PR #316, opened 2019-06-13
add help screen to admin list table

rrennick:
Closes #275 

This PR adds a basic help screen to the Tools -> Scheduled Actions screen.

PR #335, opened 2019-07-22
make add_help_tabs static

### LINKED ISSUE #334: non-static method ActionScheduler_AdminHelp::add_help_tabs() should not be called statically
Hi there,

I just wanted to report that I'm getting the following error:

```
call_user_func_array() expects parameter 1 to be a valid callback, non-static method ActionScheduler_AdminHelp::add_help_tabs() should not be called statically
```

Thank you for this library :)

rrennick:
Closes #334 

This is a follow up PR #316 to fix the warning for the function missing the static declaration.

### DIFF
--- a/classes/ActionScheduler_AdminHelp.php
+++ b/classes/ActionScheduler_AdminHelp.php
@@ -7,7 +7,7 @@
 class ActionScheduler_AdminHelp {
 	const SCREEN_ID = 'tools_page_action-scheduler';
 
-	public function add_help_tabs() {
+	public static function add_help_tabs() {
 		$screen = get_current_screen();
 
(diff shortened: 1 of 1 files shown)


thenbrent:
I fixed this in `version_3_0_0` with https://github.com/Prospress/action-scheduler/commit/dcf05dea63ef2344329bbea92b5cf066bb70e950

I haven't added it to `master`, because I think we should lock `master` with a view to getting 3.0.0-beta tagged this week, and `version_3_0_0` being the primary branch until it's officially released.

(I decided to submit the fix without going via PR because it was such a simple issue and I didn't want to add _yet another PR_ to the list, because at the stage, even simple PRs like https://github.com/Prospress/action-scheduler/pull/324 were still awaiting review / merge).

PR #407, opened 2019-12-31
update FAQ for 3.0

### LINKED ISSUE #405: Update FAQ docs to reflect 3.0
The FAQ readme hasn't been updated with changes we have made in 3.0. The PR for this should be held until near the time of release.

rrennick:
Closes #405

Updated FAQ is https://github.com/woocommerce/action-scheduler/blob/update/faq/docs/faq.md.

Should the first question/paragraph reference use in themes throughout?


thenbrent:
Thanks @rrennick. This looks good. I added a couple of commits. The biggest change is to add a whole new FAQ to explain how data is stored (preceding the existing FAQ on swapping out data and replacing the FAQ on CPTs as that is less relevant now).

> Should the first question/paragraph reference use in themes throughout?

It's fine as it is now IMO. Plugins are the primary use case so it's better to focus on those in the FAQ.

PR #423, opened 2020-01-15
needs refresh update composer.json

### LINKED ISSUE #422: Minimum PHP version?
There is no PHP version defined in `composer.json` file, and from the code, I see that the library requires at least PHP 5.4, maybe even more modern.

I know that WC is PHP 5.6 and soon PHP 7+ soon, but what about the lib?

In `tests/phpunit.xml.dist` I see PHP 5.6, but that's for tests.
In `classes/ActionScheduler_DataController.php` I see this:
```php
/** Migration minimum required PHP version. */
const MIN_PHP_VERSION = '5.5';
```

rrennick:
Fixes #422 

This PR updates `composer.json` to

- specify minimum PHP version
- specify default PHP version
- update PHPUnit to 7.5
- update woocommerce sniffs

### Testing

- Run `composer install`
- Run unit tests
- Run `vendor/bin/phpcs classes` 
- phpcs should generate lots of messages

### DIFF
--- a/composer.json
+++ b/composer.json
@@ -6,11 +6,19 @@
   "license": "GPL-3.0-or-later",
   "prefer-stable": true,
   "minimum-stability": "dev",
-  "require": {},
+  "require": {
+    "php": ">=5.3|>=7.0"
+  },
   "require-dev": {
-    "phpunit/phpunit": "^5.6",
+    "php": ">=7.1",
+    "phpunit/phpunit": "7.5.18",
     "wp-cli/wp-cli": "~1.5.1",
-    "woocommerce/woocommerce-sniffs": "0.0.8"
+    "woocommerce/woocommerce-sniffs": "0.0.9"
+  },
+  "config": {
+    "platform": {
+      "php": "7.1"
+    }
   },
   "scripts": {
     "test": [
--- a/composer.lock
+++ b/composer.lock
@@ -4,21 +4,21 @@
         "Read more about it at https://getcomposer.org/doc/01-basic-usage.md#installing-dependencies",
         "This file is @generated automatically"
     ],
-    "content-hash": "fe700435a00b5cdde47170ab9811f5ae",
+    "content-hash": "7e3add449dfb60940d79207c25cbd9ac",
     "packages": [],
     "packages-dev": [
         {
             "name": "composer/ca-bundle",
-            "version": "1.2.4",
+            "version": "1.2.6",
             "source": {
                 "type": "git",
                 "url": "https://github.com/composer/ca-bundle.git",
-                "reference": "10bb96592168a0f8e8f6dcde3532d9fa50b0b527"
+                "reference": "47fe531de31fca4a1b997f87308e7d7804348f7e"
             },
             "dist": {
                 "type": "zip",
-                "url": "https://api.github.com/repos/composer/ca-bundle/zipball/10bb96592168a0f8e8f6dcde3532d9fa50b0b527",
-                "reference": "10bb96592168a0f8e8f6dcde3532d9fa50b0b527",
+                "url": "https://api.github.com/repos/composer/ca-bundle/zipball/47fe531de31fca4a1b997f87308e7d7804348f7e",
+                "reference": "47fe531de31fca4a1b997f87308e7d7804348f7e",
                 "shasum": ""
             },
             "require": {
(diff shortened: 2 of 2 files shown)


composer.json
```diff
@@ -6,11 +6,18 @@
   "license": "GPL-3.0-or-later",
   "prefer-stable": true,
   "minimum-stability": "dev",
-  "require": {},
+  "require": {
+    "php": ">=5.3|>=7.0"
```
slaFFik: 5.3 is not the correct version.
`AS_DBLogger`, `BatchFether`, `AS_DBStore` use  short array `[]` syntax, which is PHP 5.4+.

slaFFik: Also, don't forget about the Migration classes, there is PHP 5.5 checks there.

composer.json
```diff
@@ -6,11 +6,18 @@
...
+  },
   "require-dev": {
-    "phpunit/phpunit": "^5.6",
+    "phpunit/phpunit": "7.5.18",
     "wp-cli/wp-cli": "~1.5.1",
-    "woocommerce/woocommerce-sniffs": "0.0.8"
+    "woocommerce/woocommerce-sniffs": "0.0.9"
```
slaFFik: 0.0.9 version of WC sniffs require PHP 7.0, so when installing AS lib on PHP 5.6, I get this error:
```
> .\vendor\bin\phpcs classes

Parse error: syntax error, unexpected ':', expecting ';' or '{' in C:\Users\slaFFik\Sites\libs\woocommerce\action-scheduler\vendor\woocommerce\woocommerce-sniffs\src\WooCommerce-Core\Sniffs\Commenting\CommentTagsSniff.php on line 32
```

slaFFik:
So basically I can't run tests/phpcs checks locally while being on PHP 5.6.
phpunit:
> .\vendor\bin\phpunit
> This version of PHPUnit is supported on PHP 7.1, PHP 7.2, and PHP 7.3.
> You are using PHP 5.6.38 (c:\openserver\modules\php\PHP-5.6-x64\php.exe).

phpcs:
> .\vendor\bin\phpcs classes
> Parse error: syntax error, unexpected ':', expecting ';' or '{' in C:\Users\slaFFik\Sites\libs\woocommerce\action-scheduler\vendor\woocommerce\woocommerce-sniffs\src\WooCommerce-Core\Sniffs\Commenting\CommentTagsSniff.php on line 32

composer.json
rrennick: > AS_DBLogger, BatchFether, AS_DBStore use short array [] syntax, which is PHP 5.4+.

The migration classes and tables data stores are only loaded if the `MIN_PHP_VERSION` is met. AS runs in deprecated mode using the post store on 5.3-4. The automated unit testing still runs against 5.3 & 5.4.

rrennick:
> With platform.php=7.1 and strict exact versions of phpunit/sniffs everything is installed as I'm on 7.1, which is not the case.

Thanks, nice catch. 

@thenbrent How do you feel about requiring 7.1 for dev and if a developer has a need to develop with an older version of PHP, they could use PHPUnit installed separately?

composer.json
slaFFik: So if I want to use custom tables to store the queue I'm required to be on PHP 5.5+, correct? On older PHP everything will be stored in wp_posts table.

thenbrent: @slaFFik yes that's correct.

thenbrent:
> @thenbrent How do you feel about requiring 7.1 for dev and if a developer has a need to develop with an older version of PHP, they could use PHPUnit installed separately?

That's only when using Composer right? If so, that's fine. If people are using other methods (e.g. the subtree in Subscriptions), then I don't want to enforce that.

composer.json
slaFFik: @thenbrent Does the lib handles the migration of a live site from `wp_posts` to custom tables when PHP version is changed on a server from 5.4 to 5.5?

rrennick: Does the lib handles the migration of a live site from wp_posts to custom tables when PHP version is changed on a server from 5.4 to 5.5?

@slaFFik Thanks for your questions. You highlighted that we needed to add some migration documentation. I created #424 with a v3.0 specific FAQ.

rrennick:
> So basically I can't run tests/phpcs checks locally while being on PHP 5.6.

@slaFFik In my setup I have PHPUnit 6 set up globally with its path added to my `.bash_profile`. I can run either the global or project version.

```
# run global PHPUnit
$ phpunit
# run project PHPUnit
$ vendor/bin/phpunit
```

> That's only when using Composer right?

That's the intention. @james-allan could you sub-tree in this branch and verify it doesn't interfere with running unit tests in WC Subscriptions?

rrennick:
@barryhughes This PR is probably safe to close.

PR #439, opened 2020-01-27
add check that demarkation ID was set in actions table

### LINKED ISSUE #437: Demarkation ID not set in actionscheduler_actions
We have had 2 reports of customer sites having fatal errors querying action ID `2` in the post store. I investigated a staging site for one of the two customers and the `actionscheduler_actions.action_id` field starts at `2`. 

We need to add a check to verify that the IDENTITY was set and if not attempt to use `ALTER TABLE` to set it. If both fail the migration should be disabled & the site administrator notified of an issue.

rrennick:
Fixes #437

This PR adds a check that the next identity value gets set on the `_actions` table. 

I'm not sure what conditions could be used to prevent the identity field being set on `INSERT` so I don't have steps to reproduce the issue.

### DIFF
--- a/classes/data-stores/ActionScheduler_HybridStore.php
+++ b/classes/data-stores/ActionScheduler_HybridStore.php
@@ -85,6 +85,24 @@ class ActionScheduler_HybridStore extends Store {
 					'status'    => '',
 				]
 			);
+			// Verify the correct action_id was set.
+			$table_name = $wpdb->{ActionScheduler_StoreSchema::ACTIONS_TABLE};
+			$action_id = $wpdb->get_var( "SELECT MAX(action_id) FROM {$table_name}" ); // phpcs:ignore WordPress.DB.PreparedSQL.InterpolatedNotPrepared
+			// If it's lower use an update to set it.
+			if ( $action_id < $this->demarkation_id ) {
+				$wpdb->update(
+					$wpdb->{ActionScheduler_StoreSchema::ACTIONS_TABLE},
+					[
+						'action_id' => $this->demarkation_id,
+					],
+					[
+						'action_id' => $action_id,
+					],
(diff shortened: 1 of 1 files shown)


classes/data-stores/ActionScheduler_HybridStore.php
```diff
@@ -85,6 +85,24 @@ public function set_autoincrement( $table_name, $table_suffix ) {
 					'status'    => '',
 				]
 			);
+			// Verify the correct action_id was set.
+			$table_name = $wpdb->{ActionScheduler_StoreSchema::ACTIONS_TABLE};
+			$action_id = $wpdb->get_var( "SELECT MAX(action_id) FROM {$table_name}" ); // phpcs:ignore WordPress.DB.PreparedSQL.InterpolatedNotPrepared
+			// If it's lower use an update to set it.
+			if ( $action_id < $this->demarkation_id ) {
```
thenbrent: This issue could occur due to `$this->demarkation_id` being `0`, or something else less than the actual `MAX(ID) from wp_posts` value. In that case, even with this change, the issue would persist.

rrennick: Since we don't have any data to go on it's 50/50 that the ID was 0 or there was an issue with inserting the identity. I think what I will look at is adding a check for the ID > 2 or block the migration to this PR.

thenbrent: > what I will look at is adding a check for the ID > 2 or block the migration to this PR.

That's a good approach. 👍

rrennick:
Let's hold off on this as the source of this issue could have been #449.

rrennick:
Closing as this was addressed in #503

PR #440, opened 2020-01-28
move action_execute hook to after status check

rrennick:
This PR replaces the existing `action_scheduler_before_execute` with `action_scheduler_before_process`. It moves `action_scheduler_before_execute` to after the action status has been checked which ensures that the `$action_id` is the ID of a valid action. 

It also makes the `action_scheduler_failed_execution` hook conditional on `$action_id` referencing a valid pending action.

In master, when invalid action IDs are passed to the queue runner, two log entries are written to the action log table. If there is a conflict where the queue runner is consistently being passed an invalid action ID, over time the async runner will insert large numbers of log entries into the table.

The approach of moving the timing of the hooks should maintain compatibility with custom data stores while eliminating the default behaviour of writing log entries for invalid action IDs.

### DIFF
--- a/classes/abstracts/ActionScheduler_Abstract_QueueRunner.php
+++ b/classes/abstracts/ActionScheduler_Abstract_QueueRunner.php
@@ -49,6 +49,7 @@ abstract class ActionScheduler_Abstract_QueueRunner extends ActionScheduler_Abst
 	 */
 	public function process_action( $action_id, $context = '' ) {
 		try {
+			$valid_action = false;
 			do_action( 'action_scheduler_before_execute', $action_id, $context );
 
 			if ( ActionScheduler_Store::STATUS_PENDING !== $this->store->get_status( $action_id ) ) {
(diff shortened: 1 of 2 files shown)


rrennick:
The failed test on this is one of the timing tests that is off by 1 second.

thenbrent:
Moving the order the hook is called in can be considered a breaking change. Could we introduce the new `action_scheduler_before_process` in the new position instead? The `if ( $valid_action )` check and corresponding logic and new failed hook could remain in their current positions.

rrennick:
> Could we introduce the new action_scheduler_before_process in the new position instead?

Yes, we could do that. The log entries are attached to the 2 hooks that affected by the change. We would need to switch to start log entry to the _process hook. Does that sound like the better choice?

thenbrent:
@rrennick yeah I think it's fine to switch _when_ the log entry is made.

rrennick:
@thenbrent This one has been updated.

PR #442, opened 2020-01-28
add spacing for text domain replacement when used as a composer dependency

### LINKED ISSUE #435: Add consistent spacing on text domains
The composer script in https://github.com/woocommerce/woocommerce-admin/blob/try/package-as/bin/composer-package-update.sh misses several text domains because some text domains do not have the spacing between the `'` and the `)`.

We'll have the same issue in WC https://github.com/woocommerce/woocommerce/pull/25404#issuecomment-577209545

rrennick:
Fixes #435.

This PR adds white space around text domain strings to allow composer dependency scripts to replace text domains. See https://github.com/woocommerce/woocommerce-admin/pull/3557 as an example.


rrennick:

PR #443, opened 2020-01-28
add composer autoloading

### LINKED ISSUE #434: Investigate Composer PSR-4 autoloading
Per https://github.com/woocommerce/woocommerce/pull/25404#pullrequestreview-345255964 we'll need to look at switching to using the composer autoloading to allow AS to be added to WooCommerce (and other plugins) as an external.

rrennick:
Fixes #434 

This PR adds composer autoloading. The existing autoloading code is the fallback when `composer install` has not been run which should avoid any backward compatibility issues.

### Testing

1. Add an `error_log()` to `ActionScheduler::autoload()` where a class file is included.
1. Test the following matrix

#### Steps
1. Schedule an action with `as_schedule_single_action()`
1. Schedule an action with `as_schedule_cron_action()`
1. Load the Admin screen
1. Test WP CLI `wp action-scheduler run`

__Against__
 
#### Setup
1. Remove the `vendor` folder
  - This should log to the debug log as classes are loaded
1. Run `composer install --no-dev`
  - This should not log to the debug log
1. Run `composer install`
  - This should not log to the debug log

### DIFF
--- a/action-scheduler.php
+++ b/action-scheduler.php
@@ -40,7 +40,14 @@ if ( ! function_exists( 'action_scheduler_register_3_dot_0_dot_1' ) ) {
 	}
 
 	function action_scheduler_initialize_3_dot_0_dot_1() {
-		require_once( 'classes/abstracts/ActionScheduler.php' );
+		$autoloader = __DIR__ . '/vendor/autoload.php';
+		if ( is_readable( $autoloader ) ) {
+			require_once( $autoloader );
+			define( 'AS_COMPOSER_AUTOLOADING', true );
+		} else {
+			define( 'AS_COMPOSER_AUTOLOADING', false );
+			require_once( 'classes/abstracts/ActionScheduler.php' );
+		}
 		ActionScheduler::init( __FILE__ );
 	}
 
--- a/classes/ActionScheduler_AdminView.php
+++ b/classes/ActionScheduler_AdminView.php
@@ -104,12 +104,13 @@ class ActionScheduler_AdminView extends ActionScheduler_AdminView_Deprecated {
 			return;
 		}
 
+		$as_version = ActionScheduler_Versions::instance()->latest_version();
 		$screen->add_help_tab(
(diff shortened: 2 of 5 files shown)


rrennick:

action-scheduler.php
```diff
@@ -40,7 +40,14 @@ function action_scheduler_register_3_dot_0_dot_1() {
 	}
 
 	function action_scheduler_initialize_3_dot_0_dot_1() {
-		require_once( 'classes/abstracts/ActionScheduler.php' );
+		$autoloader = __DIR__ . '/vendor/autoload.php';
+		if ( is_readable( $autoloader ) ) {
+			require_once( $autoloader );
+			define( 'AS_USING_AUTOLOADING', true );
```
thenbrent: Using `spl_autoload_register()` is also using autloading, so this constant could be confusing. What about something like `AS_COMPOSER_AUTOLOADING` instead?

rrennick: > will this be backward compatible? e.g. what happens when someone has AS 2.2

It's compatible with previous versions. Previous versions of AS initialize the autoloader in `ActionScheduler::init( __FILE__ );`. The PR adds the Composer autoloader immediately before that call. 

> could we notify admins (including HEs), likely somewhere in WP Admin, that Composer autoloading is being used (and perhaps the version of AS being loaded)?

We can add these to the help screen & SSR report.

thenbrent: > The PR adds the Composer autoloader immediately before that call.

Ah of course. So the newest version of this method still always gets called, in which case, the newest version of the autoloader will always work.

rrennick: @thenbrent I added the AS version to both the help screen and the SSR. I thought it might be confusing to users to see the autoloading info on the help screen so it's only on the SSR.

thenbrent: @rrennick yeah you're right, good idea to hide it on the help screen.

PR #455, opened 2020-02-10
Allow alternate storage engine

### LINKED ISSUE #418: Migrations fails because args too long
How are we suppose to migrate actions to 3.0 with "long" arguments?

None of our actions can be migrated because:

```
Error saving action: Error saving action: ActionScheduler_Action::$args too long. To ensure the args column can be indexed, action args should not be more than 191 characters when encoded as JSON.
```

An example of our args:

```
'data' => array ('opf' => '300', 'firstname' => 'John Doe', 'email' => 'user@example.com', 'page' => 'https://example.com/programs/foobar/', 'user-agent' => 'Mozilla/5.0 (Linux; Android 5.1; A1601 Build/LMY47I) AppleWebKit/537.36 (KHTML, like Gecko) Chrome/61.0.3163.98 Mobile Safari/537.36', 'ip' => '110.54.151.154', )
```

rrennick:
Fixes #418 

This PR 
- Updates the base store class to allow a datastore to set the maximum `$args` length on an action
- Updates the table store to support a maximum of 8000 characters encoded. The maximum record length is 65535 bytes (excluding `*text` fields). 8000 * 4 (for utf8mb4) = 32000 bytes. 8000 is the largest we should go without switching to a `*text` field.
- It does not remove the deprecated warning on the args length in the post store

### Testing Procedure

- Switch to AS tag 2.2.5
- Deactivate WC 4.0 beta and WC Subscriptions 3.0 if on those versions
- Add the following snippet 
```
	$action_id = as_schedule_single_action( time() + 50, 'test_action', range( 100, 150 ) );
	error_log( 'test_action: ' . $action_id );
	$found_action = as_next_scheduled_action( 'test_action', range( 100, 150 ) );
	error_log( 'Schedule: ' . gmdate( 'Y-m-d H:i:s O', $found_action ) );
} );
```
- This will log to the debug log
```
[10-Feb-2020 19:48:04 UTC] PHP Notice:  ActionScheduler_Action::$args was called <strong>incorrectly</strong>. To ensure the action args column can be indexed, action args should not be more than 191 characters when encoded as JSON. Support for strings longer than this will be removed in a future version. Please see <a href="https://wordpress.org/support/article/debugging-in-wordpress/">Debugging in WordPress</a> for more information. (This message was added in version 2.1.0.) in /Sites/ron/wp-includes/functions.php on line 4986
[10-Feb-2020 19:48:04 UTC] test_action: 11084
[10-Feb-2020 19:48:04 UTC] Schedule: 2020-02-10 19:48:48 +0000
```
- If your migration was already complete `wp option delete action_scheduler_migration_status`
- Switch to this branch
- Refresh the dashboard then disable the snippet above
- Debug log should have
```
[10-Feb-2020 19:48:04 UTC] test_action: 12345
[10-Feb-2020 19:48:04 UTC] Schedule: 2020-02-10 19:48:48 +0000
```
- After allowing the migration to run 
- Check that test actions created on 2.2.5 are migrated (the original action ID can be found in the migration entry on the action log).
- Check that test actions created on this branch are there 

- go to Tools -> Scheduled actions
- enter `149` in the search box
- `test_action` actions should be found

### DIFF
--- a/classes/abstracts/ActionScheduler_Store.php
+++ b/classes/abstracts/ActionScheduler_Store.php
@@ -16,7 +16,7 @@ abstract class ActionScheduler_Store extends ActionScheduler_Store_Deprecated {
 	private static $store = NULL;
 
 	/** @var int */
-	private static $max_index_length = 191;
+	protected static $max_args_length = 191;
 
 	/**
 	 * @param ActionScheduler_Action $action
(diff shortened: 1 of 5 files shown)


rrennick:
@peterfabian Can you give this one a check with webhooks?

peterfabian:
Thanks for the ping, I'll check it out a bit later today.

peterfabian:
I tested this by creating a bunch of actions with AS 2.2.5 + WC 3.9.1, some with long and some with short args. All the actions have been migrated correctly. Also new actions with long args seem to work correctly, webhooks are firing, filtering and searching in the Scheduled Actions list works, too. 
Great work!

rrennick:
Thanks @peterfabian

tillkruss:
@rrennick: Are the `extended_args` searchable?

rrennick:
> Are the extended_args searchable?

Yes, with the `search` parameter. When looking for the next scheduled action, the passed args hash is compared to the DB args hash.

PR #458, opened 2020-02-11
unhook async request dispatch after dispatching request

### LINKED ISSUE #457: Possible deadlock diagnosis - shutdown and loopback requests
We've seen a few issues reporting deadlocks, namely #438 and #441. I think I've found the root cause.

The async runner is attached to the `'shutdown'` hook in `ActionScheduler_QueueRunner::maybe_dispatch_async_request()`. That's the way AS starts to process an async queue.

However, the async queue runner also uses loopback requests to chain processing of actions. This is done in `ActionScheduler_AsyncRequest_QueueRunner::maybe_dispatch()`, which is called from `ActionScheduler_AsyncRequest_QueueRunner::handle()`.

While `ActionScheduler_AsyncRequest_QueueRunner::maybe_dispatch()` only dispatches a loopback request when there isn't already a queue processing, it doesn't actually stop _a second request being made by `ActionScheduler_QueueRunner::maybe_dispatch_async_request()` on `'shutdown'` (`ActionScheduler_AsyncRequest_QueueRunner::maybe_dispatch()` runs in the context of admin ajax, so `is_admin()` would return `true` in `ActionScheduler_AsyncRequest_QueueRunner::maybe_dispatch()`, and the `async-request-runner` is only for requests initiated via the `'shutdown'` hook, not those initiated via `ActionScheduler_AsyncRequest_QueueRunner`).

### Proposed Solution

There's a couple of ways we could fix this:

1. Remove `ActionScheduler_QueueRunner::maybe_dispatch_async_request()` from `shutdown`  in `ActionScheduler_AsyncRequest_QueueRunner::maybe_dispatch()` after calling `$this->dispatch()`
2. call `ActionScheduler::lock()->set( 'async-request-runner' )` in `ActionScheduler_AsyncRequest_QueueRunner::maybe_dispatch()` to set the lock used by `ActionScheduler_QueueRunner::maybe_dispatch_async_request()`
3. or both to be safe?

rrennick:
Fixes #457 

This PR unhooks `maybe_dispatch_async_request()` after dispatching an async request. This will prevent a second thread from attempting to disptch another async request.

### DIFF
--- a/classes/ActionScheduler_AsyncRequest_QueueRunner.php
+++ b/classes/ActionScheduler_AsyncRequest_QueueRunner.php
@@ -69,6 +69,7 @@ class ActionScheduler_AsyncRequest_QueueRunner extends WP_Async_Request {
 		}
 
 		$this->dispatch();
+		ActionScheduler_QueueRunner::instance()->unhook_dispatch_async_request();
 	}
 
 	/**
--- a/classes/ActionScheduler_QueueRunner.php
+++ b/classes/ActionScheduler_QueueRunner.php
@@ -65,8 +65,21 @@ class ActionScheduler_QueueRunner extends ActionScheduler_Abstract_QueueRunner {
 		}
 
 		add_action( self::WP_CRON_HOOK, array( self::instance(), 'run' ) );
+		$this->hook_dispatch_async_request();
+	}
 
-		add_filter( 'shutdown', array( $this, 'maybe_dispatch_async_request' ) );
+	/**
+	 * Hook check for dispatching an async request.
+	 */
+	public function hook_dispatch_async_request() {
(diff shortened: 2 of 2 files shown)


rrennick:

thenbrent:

________________________

* [Work order] List every line in the records above that contains the word "introduce".

* [Result below]
Moving the order the hook is called in can be considered a breaking change. Could we introduce the new `action_scheduler_before_process` in the new position instead? The `if ( $valid_action )` check and corresponding logic and new failed hook could remain in their current positions.
> Could we introduce the new action_scheduler_before_process in the new position instead?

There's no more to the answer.